Exercise details: If a line below includes the string "void", copy it.

BEGIN Supplied records

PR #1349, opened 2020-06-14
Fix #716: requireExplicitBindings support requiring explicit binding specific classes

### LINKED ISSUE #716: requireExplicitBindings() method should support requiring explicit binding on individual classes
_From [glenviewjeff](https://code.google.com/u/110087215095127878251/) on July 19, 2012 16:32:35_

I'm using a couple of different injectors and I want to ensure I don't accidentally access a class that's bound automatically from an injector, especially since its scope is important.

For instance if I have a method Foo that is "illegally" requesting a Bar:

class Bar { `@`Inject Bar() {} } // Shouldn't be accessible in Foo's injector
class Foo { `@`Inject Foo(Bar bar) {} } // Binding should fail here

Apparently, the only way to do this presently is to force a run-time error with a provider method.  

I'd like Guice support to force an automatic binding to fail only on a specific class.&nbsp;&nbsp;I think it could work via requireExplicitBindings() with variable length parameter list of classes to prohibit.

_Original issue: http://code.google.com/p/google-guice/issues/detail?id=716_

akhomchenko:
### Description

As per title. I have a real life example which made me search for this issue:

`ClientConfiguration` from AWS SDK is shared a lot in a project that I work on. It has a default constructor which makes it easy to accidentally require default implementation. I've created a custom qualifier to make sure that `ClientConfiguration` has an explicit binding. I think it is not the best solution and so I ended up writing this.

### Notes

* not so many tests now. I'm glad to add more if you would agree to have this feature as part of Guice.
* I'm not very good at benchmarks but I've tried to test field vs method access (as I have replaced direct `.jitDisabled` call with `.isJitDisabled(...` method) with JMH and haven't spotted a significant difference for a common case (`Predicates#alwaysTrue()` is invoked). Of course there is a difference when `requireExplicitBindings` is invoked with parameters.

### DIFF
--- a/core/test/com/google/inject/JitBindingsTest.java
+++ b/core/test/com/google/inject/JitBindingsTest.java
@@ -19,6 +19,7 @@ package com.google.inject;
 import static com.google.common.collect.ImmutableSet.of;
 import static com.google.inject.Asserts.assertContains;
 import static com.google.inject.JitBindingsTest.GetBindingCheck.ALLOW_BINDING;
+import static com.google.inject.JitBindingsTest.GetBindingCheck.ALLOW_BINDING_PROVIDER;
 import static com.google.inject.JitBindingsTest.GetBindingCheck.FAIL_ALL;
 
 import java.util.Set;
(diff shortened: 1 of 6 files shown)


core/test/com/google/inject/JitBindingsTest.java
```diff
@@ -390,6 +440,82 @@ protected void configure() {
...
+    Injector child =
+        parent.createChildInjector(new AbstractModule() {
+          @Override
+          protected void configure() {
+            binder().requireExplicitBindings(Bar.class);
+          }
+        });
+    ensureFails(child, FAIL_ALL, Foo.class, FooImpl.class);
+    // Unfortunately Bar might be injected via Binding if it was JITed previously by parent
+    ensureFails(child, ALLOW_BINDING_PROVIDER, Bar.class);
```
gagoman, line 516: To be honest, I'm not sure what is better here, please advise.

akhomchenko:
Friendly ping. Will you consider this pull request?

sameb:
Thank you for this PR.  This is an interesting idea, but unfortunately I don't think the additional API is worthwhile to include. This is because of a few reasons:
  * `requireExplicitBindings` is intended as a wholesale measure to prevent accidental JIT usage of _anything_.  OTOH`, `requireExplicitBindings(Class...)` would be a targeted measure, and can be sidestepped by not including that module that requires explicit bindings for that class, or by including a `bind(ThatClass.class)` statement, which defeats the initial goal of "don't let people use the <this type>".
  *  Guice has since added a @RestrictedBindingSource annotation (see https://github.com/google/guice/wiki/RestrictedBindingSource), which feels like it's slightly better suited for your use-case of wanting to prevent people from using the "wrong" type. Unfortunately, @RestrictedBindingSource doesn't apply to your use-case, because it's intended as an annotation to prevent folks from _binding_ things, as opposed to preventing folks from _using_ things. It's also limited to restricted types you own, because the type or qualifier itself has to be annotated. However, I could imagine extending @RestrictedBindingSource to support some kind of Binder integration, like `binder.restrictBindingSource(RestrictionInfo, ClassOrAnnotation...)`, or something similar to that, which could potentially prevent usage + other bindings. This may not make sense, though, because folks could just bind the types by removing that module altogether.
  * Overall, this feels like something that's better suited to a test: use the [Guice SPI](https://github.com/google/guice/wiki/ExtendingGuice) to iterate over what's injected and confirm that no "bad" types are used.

END Supplied records
BEGIN Supplied records

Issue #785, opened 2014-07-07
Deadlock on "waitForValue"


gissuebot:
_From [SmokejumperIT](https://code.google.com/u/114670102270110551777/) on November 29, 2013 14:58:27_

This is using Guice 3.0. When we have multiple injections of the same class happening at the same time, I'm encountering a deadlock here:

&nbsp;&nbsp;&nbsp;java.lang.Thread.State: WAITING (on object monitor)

END Supplied records

Reply to the task:
@@ -390,6 +440,82 @@ protected void configure() {
+          protected void configure() {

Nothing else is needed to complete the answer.